-------- Data records --------

PR #9562, opened 2025-07-22
go: sqle: auto_gc.go: Add some simple ergonomics to Auto GC.

reltuk:
Previously auto gc would run anytime the store had grown 128MB. This change adds some simple heuristics which are used to keep auto gc from running when it is unlikely to collect much relative to the amount of work it will need to do.

In particular, the heuristics added are:

1) After GC has run, we will not run another GC until as much time as elapsed since the end of the GC as it took to run the GC itself.

2) After GC has run, we will not run another GC until the store has grown in size by at least as many bytes as the new gen contained at the end of the last successful GC run.

### DIFF
--- a/go/libraries/doltcore/sqle/auto_gc.go
+++ b/go/libraries/doltcore/sqle/auto_gc.go
@@ -72,7 +72,7 @@ func NewAutoGCController(arcLevel chunks.GCArchiveLevel, lgr *logrus.Logger) *Au
 // submit one dolt_gc request at a time.
 type autoGCWork struct {
 	db   *doltdb.DoltDB
-	done chan struct{}
+	done chan *gcWorkReport
 	name string // only for logging.
 }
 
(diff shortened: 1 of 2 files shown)


coffeegoddd:
@reltuk __DOLT__
 <table>
</TR>
</TR>
</table>
<table>
<TR><TH>version</TH>
<TH>result</TH>
<TH>total</TH>
</TR>
<TR><TD>6b87665</TD>
<TD>ok</TD>
<TD>5937457</TD>
</TR>
</table>
<table>
<TR><TH>version</TH>
<TH>total_tests</TH>
</TR>
<TR><TD>6b87665</TD>
<TD>5937457</TD>
</TR>
</table>
<table>
</TR>
<TR><TD>100.0</TD>
</TR>
</table>

coffeegoddd:
@coffeegoddd __DOLT__
 <table>
</TR>
</TR>
</table>
<table>
<TR><TH>version</TH>
<TH>result</TH>
<TH>total</TH>
</TR>
<TR><TD>a98ce8f</TD>
<TD>ok</TD>
<TD>5937457</TD>
</TR>
</table>
<table>
<TR><TH>version</TH>
<TH>total_tests</TH>
</TR>
<TR><TD>a98ce8f</TD>
<TD>5937457</TD>
</TR>
</table>
<table>
</TR>
<TR><TD>100.0</TD>
</TR>
</table>

go/libraries/doltcore/sqle/auto_gc.go
```diff
@@ -295,9 +313,33 @@ const checkInterval = 1 * time.Second
 const size_128mb = (1 << 27)
 const defaultCheckSizeThreshold = size_128mb
 
+func shouldRequestGC(currSz, lastSz doltdb.StoreSizes, lastGcReport *gcWorkReport, now time.Time) bool {
+	grew := currSz.TotalBytes > lastSz.TotalBytes
+	growth := currSz.TotalBytes - lastSz.TotalBytes
+	if lastGcReport == nil || lastGcReport.err != nil {
```
nicktobey, line 319: How can grew be true if there's no last report? Is lastSz necessarily 0 in that case?

nicktobey (approved):

go/libraries/doltcore/sqle/auto_gc.go
reltuk: `lastSz` always represents an actual size we saw. Immediately after a GC, or immediately after start up, we populate it with the first thing we see on the tick.

The reason `grew` exists separately from `growth` is just that these are uint64s, and so if `curSz` is less than `lastSz` for some reason (manual GC?), we don't want to treat it as if the store grew massively instead of shrunk a bit.

PR #9587, opened 2025-07-25
Bug fix: Update secondary index correctly during a merge with a schema change

fulghum:
During a merge, Dolt applies diffs to existing indexes to sync their data with the changes being merged in. If the table schema has changed between the merge base and the left/right branches of the merge, Dolt was using the incorrect value tuple to remove the row from the index. This resulted in a customer issue where the secondary index still contained rows and the foreign key validation logic was incorrectly detecting FK violations, even though the child table was empty. 

As a follow-up to this, we need to investigate other similar cases in the secondary index merger and see if other diff types have a similar issue.

### DIFF
--- a/go/libraries/doltcore/merge/violations_fk_prolly.go
+++ b/go/libraries/doltcore/merge/violations_fk_prolly.go
@@ -367,7 +367,10 @@ func createCVsForPartialKeyMatches(
 
 	kb := val.NewTupleBuilder(primaryKD, primaryIdx.NodeStore())
 
-	for k, _, err := itr.Next(ctx); err == nil; k, _, err = itr.Next(ctx) {
+	for k, _, err := itr.Next(ctx); err != io.EOF; k, _, err = itr.Next(ctx) {
+		if err != nil {
+			return err
+		}
 
 		// convert secondary idx entry to primary row key
 		// the pks of the table are the last keys of the index
@@ -390,13 +393,19 @@ func createCVsForPartialKeyMatches(
 			return err
 		}
 
+		// If a value wasn't found, then there is a row in the secondary index
+		// that can't be found in the primary index. This is never expected, so
+		// we return an error.
+		if value == nil {
+			return fmt.Errorf("unable to find row from secondary index in the primary index, with key: %v", primaryIdxKey)
+		}
+
+		// If a value was found, then there is a row in the child table that references the
+		// deleted parent row, so we report a constraint violation.
 		err = receiver.ProllyFKViolationFound(ctx, primaryIdxKey, value)
 		if err != nil {
 			return err
 		}
-	}
-	if err != nil && err != io.EOF {
-		return err
 	}
 
 	return nil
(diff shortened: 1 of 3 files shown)


coffeegoddd:
@fulghum __DOLT__
 <table>
</TR>
</TR>
</table>
<table>
<TR><TH>version</TH>
<TH>result</TH>
<TH>total</TH>
</TR>
<TR><TD>0b36000</TD>
<TD>ok</TD>
<TD>5937457</TD>
</TR>
</table>
<table>
<TR><TH>version</TH>
<TH>total_tests</TH>
</TR>
<TR><TD>0b36000</TD>
<TD>5937457</TD>
</TR>
</table>
<table>
</TR>
<TR><TD>100.0</TD>
</TR>
</table>

go/libraries/doltcore/merge/violations_fk_prolly.go
```diff
@@ -367,8 +367,8 @@ func createCVsForPartialKeyMatches(
 
 	kb := val.NewTupleBuilder(primaryKD, primaryIdx.NodeStore())
 
-	for k, _, err := itr.Next(ctx); err == nil; k, _, err = itr.Next(ctx) {
-
+	var k val.Tuple
+	for k, _, err = itr.Next(ctx); err == nil; k, _, err = itr.Next(ctx) {
```
nicktobey: Is this change necessary? It doesn't look like we use k after the loop.

fulghum: I'll add a comment to explain what's happening there... it was hiding in there... 

Previously, the code was assigning `itr.Next(ctx)` to two new vars, `k` and `err`. However... right after that loop, there is an `if err != nil` check that is meant to check the error from `itr.Next(ctx)`, but since that var is shadowed, it wasn't ever doing anything.

fulghum:
> It looks like there are two different issues fixed here: trying to remove the wrong key, and reporting conflicts when a key doesn't actually exist in the primary index. But there's only one test.
> 
> What is the impact of the latter change? Are there still cases where it's possible for the computed index key to not exist in the primary index? If so, how are those cases affected by this change? If not, should we return an error when value is nil, because we expect that to never happen?

Initially, I found the issue where we weren't finding a matching row in the index, but were still creating a constraint violation (with an invalid tuple that caused the table to error when read). I fixed that with the check you see there, but then kept digging deeper to see why the index had that data that couldn't be found in the primary key. 

I decided to keep that change to avoid writing nil entries to the constraint violation table, but you're right that we can't trigger that case anymore since the root cause is fixed now. Returning an error instead of just skipping creating the violation is a good idea, since we don't expect that to happen and if it does, we should dig in and debug.

go/libraries/doltcore/merge/violations_fk_prolly.go
nicktobey: I think a cleaner and less confusing fix might just be to add an err check at the first line of the loop, breaking if err == `io.EOF` and returning the err otherwise. This should avoid the shadowing issues entirely. WDYT?

nicktobey (approved):

coffeegoddd:
@fulghum __DOLT__
 <table>
</TR>
</TR>
</table>
<table>
<TR><TH>version</TH>
<TH>result</TH>
<TH>total</TH>
</TR>
<TR><TD>c453ba5</TD>
<TD>ok</TD>
<TD>5937457</TD>
</TR>
</table>
<table>
<TR><TH>version</TH>
<TH>total_tests</TH>
</TR>
<TR><TD>c453ba5</TD>
<TD>5937457</TD>
</TR>
</table>
<table>
</TR>
<TR><TD>100.0</TD>
</TR>
</table>

PR #9610, opened 2025-07-30
[no-release-notes] proto/Makefile: Fix the generation of _grpc.pb.go files.

reltuk:
With the removal of the circular symlink in go/gen/proto/github.com, we need grpc-go_out path to be source relative as well.


elianddb (approved):
LGTM!

Issue #8879, opened 2025-02-21
`dolt diff` shows NULL values for virtual generated columns


nicktobey:
Repro steps:

```
create table test(pk int primary key, c0 int generated always as (pk + 1));
insert into test(pk) values (1), (2);
```

`dolt diff` will produce the following output:

```
diff --dolt a/test b/test
added table
+CREATE TABLE `test` (
+  `pk` int NOT NULL,
+  `c0` int GENERATED ALWAYS AS ((`pk` + 1)),
+  PRIMARY KEY (`pk`)
+) ENGINE=InnoDB DEFAULT CHARSET=utf8mb4 COLLATE=utf8mb4_0900_bin;
+---+----+------+
|   | pk | c0   |
+---+----+------+
| + | 1  | NULL |
| + | 2  | NULL |
+---+----+------+
```

This is likely because `c0` is virtual, so the tuples in the table don't actually contain a value for it. Displaying the correct values would require evaluating the stored expression for that column, which requires a SQL engine.

As for the correct behavior here, I'm leaning towards excluding virtual generated columns from `dolt diff` entirely, since they aren't actually part of the data in the diff.

astorig:
hi, I would like to take this issue. could you assign it to me?

nicktobey:
Sure! Thank you for your time!

This likely happened because Dolt previously didn't support virtual columns. And adding virtual columns complicates things.

When there are no virtual columns, there's no difference between "table rows stored on disk" and "table rows seen by the engine". But once a table has virtual columns, that distinction matters, and any code that assumes that the two are identical may get incorrect results.

In this case, it's likely that the `dolt diff` code is reading the rows directly out of storage and assuming that they match the table schema. Due to the way we store rows, adding a `NULL` to the end of a row doesn't change the bytes on disk: so for example, the row `(1, NULL)` and the row `(1,)` have the exact same bytes. So `dolt diff` is likely reading the latter and treating it like it's the former.

I think that the best solution here is to simply omit any virtual generated columns from the output, since computing the correct value for the column would be more complicated and potentially slow.

[...]

PR #9653, opened 2025-08-11
refactor(diff): exclude virtual generated columns from dolt diff output

codeaucafe:
Virtual generated columns previously appeared in dolt diff with NULL values because they are computed columns not stored in table data. These columns are now completely excluded from diff output since they don't represent actual stored data differences.

Changes:
- Modified getColumnNames() to filter out columns with Virtual=true
- Updated test cases to verify virtual columns are excluded
- Added negative tests to confirm virtual columns are inaccessible

Refs: #8879


codeaucafe:
FYI I will work on fixes for the failing years tomorrow.

codeaucafe:
update: will work on fixing tests accordingly once get some free time from life and work this weekend

macneale4:
running ci here: https://github.com/dolthub/dolt/pull/9695

macneale4:
Apparently we have a sqllite download failure due to being a robot. We'll ignore the Test Benchmark Runner test for the time being.

macneale4:
See @nicktobey 's comments here: https://github.com/dolthub/dolt/issues/8879#issuecomment-3198656974

This is a bit harder than we thought. Thanks for taking a crack at it!

codeaucafe:
Thanks @macneale4. I'll close this PR for now, and circle back with some questions later this week(end) when I get some free time.

codeaucafe:
Closed give implementation needs to be different. See corresponding #8879 issue comments

PR #9694, opened 2025-08-18
chore(workflows): remove `cd-bump-homebrew`

chenrui333:
[cd-bump-homebrew](https://github.com/dolthub/dolt/actions/workflows/cd-bump-homebrew.yaml) has not been running for quite some time, and the release bumps are [handled on the homebrew side](https://github.com/Homebrew/homebrew-core/pulls?q=is%3Apr+dolt), thus removing the workflow.


fulghum:
Thanks for the PR @chenrui333!

PR #11135, opened 2026-06-01
fix: make findCommonCommit deterministic for criss-cross merges

### LINKED ISSUE #11042: dolt_merge_base is non-deterministic on multi-LCA criss-cross merges
## Summary

`dolt_merge_base(C, D)` returns different results on repeated invocations of the same scenario when `C` and `D` have multiple maximal common ancestors (the classic criss-cross merge case). Across 10 runs of the setup below, the function returned commit `a1` 6 times and commit `b1` 4 times — both are valid maximal LCAs, but `dolt_merge_base` arguably shouldn't be unstable.

Tested against `dolt version 1.88.0` (latest at time of writing).

## Repro

Initialize a fresh repo and run:

```sql
CREATE TABLE t(id INTEGER PRIMARY KEY, v INT);
INSERT INTO t VALUES (1, 10);
CALL dolt_add('-A');
CALL dolt_commit('-m', 'base', '--date', '2020-01-01T00:00:00');
CALL dolt_branch('A');
CALL dolt_branch('B');
CALL dolt_checkout('A');
INSERT INTO t VALUES (2, 20);
CALL dolt_add('-A');
CALL dolt_commit('-m', 'a1', '--date', '2030-01-01T00:00:00');
CALL dolt_checkout('B');
INSERT INTO t VALUES (3, 30);
CALL dolt_add('-A');
CALL dolt_commit('-m', 'b1', '--date', '2020-06-01T00:00:00');
CALL dolt_branch('C', 'A');
CALL dolt_branch('D', 'B');
CALL dolt_checkout('C');
CALL dolt_merge('B');
CALL dolt_checkout('D');
CALL dolt_merge('A');
```

Then:

```sql
SELECT message FROM dolt_log WHERE commit_hash = dolt_merge_base('C', 'D');
```

Repeat the SELECT 10 times in fresh `dolt sql -c` invocations (or in a loop in one session). Observed (in our 10-run sample):

- `a1` — 6 times
- `b1` — 4 times

## Topology

```
       base (2020-01-01)
       /  \
      A    B
      |    |
     a1    b1
 (2030-01)  (2020-06)
      |\\  //|
      | \\/  |
      |   X  |
      |  /\\ |
      | /  \\|
      C     D
   merge(B) merge(A)
```

Maximal common ancestors of `C` and `D` are `{a1, b1}` — neither is an ancestor of the other, and `base` is an ancestor of both. A correct `merge_base` implementation should pick one of `{a1, b1}` deterministically (e.g., timestamp-ordered, hash-ordered, or topological).

## Expected

`dolt_merge_base(C, D)` returns the same value on every call for a given pair of commits.

## Observed

Result varies across runs — appears to depend on traversal order which is not seeded deterministically.

## Discovery context

Surfaced while writing parity oracle tests in [doltlite#847](https://github.com/dolthub/doltlite/pull/847) (doltlite implements `dolt_merge_base` with a deterministic timestamp-then-hash tiebreaker and was failing the Dolt-parity assertion because Dolt's answer wasn't stable). The doltlite oracle now uses an "any maximal LCA is acceptable" helper for these criss-cross cases as a workaround, but the underlying determinism gap in Dolt remains.

## Suggested fix direction

After finding the set of maximal common ancestors, apply a deterministic tiebreaker. Options:

- Commit timestamp (max first), then commit-hash lex order as the second tier — what doltlite uses.
- Pure commit-hash lex order — simpler, but loses the "prefer most recent" property.
- Topological order over the commit graph — most "git-like" but more expensive.

toller892:
## Problem

`dolt_merge_base(C, D)` returns different results on repeated invocations when `C` and `D` have multiple maximal common ancestors (criss-cross merge topology). As reported in #11042, across 10 runs the function returned different commits — both valid maximal LCAs, but the result was unstable.

## Root Cause

`findCommonCommit()` in `go/store/datas/commit.go` converts one set of commits to a Go map and iterates over the other to find matches:

```go
for s, c := range as {
    if _, present := bs[s]; present {
        return c, true
    }
}
```

Go map iteration order is non-deterministic. When multiple common ancestors exist at the same height, the first match found varies between runs.

## Fix

Collect all common ancestors, sort by hash address, and return the first one deterministically:

```go
var common []*Commit
for s, c := range as {
    if _, present := bs[s]; present {
        common = append(common, c)
    }
}
sort.Slice(common, func(i, j int) bool {
    return common[i].Addr().Less(common[j].Addr())
})
return common[0], true
```

## Testing

- All existing `TestFindCommonAncestor` tests pass
- Added `TestFindCommonAncestorCrissCrossDeterministic` that creates a criss-cross merge topology and verifies the result is identical across 20 runs
- `go vet ./store/datas/` passes

Fixes #11042

### DIFF
--- a/go/store/datas/commit.go
+++ b/go/store/datas/commit.go
@@ -26,6 +26,7 @@ import (
 	"context"
 	"errors"
 	"fmt"
+	"sort"
 	"time"
 
 	flatbuffers "github.com/dolthub/flatbuffers/v23/go"
@@ -536,12 +537,21 @@ func findCommonCommit(a, b []*Commit) (*Commit, bool) {
 	}
 
 	as, bs := toAddrMap(a), toAddrMap(b)
+	var common []*Commit
 	for s, c := range as {
 		if _, present := bs[s]; present {
-			return c, true
+			common = append(common, c)
 		}
 	}
-	return nil, false
+	if len(common) == 0 {
+		return nil, false
+	}
+	// Sort by address to ensure deterministic selection when multiple
+	// common ancestors exist at the same height (e.g., criss-cross merges).
+	sort.Slice(common, func(i, j int) bool {
+		return common[i].Addr().Less(common[j].Addr())
+	})
+	return common[0], true
 }
 
 func firstError(l, r error) error {
--- a/go/store/datas/commit_test.go
+++ b/go/store/datas/commit_test.go
@@ -435,6 +435,62 @@ func TestFindCommonAncestor(t *testing.T) {
 	})
 }
 
+func TestFindCommonAncestorCrissCrossDeterministic(t *testing.T) {
+	// Criss-cross merge with two maximal common ancestors at the same height.
+	// Verifies that findCommonCommit returns deterministically.
+	//
+	//       base
+	//       /  \
+	//      A    B
+	//      |    |
+	//     a1    b1
+	//      |\  /|
+	//      | \/ |
+	//      | /\ |
+	//      |/  \|
+	//      C    D
+	//
+	// Maximal common ancestors of C and D: {a1, b1}
+	// findCommonCommit must pick the same one every time.
+
+	storage := &chunks.TestStorage{}
+	db := NewDatabase(storage.NewViewWithDefaultFormat()).(*database)
+	defer db.Close()
+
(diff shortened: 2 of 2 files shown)


zachmu (approved):

Issue #11196, opened 2026-06-11
GC kill-connections safepoint leaks connection slots: `dss_concurrent_connections` counts sessions whose client socket is already gone (pegs at `max_connections`)


julianknutsen:
# GC kill-connections safepoint leaks connection slots: `dss_concurrent_connections` counts sessions whose client socket is already gone (pegs at `max_connections`)

## Summary

A `dolt sql-server` GC cycle (auto-GC, or `CALL DOLT_GC()`) can leave
`dss_concurrent_connections` counting sessions whose **client TCP socket is
already gone**. Under sustained concurrent write load the gauge climbed to
exactly `max_connections` (4000) while the OS showed only ~68 live sockets to
the server port, and the server then rejected every new client:

```
max waiting connections reached. Client rejected. Increase server max_connections and back_log
```

The server could not be stopped cleanly — it hung inside `sqle/auto_gc` until
`SIGKILL`, with:

```
sqle/auto_gc: Attempt to auto GC database <db> failed with error: context canceled
```

Root cause (source analysis below, confirmed in the v2.1.6 source **and at
HEAD**): the per-connection accounting (`dss_concurrent_connections`, and the
listener's `max_connections` semaphore slot) is released **only when the
connection's handler goroutine returns**. A writer that is parked inside the
store waiting for GC (`nbs.waitForGC` → `gcCond.Wait()`) does not observe its
peer's TCP disconnect, because that wait only wakes on GC-complete /
cycle-advance / `ctx.Done()` — never on socket EOF. So the slot stays counted
for the whole remaining GC duration; and when the default kill-connections
safepoint's 10s backoff expires and GC **aborts**, those sessions are never
reaped at all.

We have a **fully-stock-client** reproduction (no custom MySQL-protocol code —
just `/usr/bin/mysql` + `SIGKILL`) that pins the prod signature: the gauge stays
at N while the N killed clients have **zero ESTABLISHED sockets**.

## Affected versions

- Reproduced on **`dolt 2.1.6`** (`go/cmd/dolt/doltversion/version.go:18` →
  `Version = "2.1.6"`).
- **Still present at HEAD** (`82e98ffc70`, checked 2026-06-11). The three
  files central to the mechanism are byte-identical between the `v2.1.6` tag and
  HEAD:
  - `go/libraries/doltcore/sqle/dprocedures/dolt_gc.go` — **identical**
    (`git diff v2.1.6..HEAD` empty). `var UseSessionAwareSafepointController =
[...]

PR #11199, opened 2026-06-11
Bound the session-aware GC pre-finalize safepoint wait (DOLT_GC_SAFEPOINT_MAX_WAIT)

julianknutsen:
## What

Adds an optional `DOLT_GC_SAFEPOINT_MAX_WAIT` (a Go duration, e.g. `5m`). When set and non-zero, the **session-aware** safepoint controller bounds how long `EstablishPreFinalizeSafepoint` waits for sessions to quiesce. On expiry the GC cycle aborts and is retried on the next trigger, instead of blocking indefinitely behind a session that never ends its command. Unset/zero preserves today's unbounded behavior exactly.

## Why — #11196

On a `sql-server` with auto-GC enabled (which forces the session-aware controller in `engine/sqlengine.go`), `EstablishPreFinalizeSafepoint` is `GCSafepointWaiter.Wait(ctx)` with no timeout: it waits for every session that was mid-command when the waiter was created to reach `SessionCommandEnd`. A session whose client peer has gone away but whose handler goroutine is wedged mid-command (e.g. blocked writing a result to a non-reading peer under a long `write_timeout`) never quiesces, so the auto-GC cycle stalls indefinitely. While stalled it holds `gcInProgress`, blocks every subsequent GC, and the per-connection accounting (released only when the handler goroutine returns) ratchets `dss_concurrent_connections` toward `max_connections` until new clients are rejected. That is the failure mode in #11196.

We reproduced the stall deterministically against `v2.1.6` with stock clients: with auto-GC on, a single `SELECT SLEEP(N)` session holding an outstanding command stalls `CALL DOLT_GC()`'s pre-finalize safepoint for the full N seconds (vs a ~6s baseline), and a mid-stall `dolt_thread_dump()` shows the GC goroutine parked at `GCSafepointWaiter.Wait` ← `sessionAwareSafepointController.EstablishPreFinalizeSafepoint`.

## Why it's safe

The pre-finalize safepoint runs **strictly before** `finalize()`/the chunk swap in `ValueStore.gc()`, so returning an error there aborts the cycle having collected nothing — the deferred `collector.EndGC` still runs and releases every parked session, exactly as on any other GC error path. The change is a no-op when the env var is unset (the default), so existing deployments are unaffected.

## Testing

`go/libraries/doltcore/sqle/dprocedures/dolt_gc_test.go` (white-box, modeled on `gcctx/gc_safepoint_controller_test.go`):

- `AbortsAfterMaxWait` — a never-quiescing session aborts with `context.DeadlineExceeded` at the bound rather than blocking forever.
- `UnboundedWhenUnset` — with no max wait, the safepoint still blocks until the session quiesces (original behavior preserved).
- `SucceedsWhenSessionsQuiesce` — a configured max wait does not interfere with a safepoint that establishes normally.

Passes under `-race`; `gofmt`/`go vet` clean.

## Scope / intent

This is offered as a **minimal reference mitigation** for the stall half of #11196 — **not** as the prescribed fix. We'll gladly defer to whatever shape you prefer (a config-file knob instead of/in addition to the env var, a different default, an escalation rather than a plain abort, etc.).

It deliberately does **not** address the deeper connection-accounting behavior also described in #11196 — that connection slots and `dss_concurrent_connections` are released only when the handler goroutine returns, and that the OK-result (DML) query path starts no dead-peer poller. That part lives in `go-mysql-server`/`vitess` and is yours to fix properly.

We are running this patch as a fork in our production environment to stop the recurring outages until an upstream fix lands.

### DIFF
--- a/go/libraries/doltcore/dconfig/envvars.go
+++ b/go/libraries/doltcore/dconfig/envvars.go
@@ -54,6 +54,14 @@ const (
 	// Will go away after session_aware is made default-and-only.
 	EnvGCSafepointControllerChoice = "DOLT_GC_SAFEPOINT_CONTROLLER_CHOICE"
 
+	// Optional Go duration (e.g. "5m"). When set and non-zero, bounds how long
+	// the session-aware GC safepoint will wait for all sessions to quiesce
+	// before the pre-finalize safepoint. On expiry the GC cycle is aborted
+	// (and retried on the next trigger) rather than blocking indefinitely
+	// behind a session that never ends its command. Unset/zero preserves the
+	// original unbounded wait.
+	EnvGCSafepointMaxWait = "DOLT_GC_SAFEPOINT_MAX_WAIT"
+
 	// Used for tests. If set, Dolt will error if it would rebuild a table's row data.
 	EnvAssertNoTableRewrite         = "DOLT_TEST_ASSERT_NO_TABLE_REWRITE"
 	EnvAssertNoInMemoryArchiveIndex = "DOLT_TEST_ASSERT_NO_IN_MEMORY_ARCHIVE_INDEX"
--- a/go/libraries/doltcore/sqle/dprocedures/dolt_gc.go
+++ b/go/libraries/doltcore/sqle/dprocedures/dolt_gc.go
@@ -51,10 +51,22 @@ func init() {
 			panic("Invalid value for " + dconfig.EnvGCSafepointControllerChoice + ". must be session_aware or kill_connections")
 		}
 	}
+	if raw := os.Getenv(dconfig.EnvGCSafepointMaxWait); raw != "" {
+		d, err := time.ParseDuration(raw)
+		if err != nil {
+			panic("Invalid value for " + dconfig.EnvGCSafepointMaxWait + ": " + err.Error())
+		}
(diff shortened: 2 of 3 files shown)


julianknutsen:
Closing/withdrawing this.

After capturing production goroutine dumps, the connection-pool exhaustion in #11196 turned out **not** to be the GC safepoint — @reltuk was right to doubt that the safepoint controller had anything to do with the leaked connections.

The actual root cause is a read-lock leak in `lestrrat-go/strftime`'s `Lookup` (pinned v1.0.4), triggered by `DATE_FORMAT`: it does `defer RLock()` instead of `RUnlock()`, so with no writer the leaked read count overflows the int32 `readerCount` and `RLock` deadlocks every `DATE_FORMAT` under load. Fixes:

- gms: dolthub/go-mysql-server#3586 (cache compiled formatters)
- dolt: #11201 (bump strftime to the fixed v1.2.0)

This bounded-pre-finalize-wait change isn't the fix for #11196, and you're already making `SessionAwareSafepointController` the default and adding staleness monitoring to DML/DDL, so I'm withdrawing it rather than leave a misleading PR open. Happy to revisit the bounded-wait idea separately if it's ever useful.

--------

-- Exercise details --
Show the lines above that include "separately".

-- Solution --
The reason `grew` exists separately from `growth` is just that these are uint64s, and so if `curSz` is less than `lastSz` for some reason (manual GC?), we don't want to treat it as if the store grew massively instead of shrunk a bit.
This bounded-pre-finalize-wait change isn't the fix for #11196, and you're already making `SessionAwareSafepointController` the default and adding staleness monitoring to DML/DDL, so I'm withdrawing it rather than leave a misleading PR open. Happy to revisit the bounded-wait idea separately if it's ever useful.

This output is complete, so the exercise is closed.